WORK TO BE COMPLETED |
Only the lines of the data holding the string "before" need to be returned.

MATERIAL PROVIDED |
PR #269, opened 2016-03-20
Fix medium tests

LyzardKing:
The medium tests all work now.
The next thing to do is look at the large tests.
Mostly they should work, but I can't get the vm to run properly.

### DIFF
--- a/umake/frameworks/baseinstaller.py
+++ b/umake/frameworks/baseinstaller.py
@@ -59,10 +59,9 @@ class BaseInstaller(umake.frameworks.BaseFramework):
         self.desktop_filename = kwargs.get("desktop_filename", None)
         self.icon_filename = kwargs.get("icon_filename", None)
         self.match_last_link = kwargs.get("match_last_link", False)
-        self.exec_rel_path = kwargs.get("exec_rel_path", None)
         for extra_arg in ["download_page", "checksum_type", "dir_to_decompress_in_tarball",
                           "desktop_filename", "icon_filename", "required_files_path",
-                          "match_last_link", "exec_rel_path"]:
+                          "match_last_link"]:
             with suppress(KeyError):
                 kwargs.pop(extra_arg)
         super().__init__(*args, **kwargs)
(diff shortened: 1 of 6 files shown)


tests/medium/__init__.py
```diff
@@ -31,7 +31,7 @@ class ContainerTests(LoggedTestCase):
     """Container-based tests utilities"""
 
     DOCKER_USER = "user"
-    DOCKER_TESTIMAGE = "didrocks/docker-umake-manual"
+    DOCKER_TESTIMAGE = "e3ff8df5bdd8"
```
didrocks: Please remove that one (and rebase so that it's not a double change :))

umake/frameworks/baseinstaller.py
```diff
@@ -137,6 +136,9 @@ def remove(self):
     def confirm_path(self, path_dir=""):
         """Confirm path dir"""
 
+        if self.desktop_filename:
```
didrocks: Why did you move that piece, you didn't comment it?

umake/frameworks/ide.py
```diff
@@ -77,7 +77,6 @@ def __init__(self, *args, **kwargs):
             kwargs["required_files_path"] = current_required_files_path
         download_page = 'https://www.eclipse.org/downloads/'
         kwargs["download_page"] = download_page
-        kwargs["exec_rel_path"] = "eclipse"
```
didrocks: I still find it being mentioned twice in baseinstaller.py:
```umake/frameworks/baseinstaller.py:        self.exec_rel_path = kwargs.get("exec_rel_path", None)
umake/frameworks/baseinstaller.py:                          "match_last_link", "exec_rel_path"]:
```

Did you remove them and I didn't notice it? If we are going to remove all of them, better to ensure it's not anywhere anymore :)

didrocks:
Here we go! Just some comments and questions to be answered before merging. Otherwise, good job! :)

tests/medium/__init__.py
LyzardKing: Ah yes... This was not supposed to be pushed. It was just to run the tests.

umake/frameworks/baseinstaller.py
LyzardKing: I moved this from the end of confirm_path to the start.
The medium baseInstaller test was failing.
The function hit a return before it could set the exec_path

umake/frameworks/ide.py
LyzardKing: It should be removed..
I made the changes on the wrong branch, so it might be that I forgot some when creating a new one

didrocks:
Merging this one as well now!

OUTPUT FOR THIS EXERCISE |
Here we go! Just some comments and questions to be answered before merging. Otherwise, good job! :)
The function hit a return before it could set the exec_path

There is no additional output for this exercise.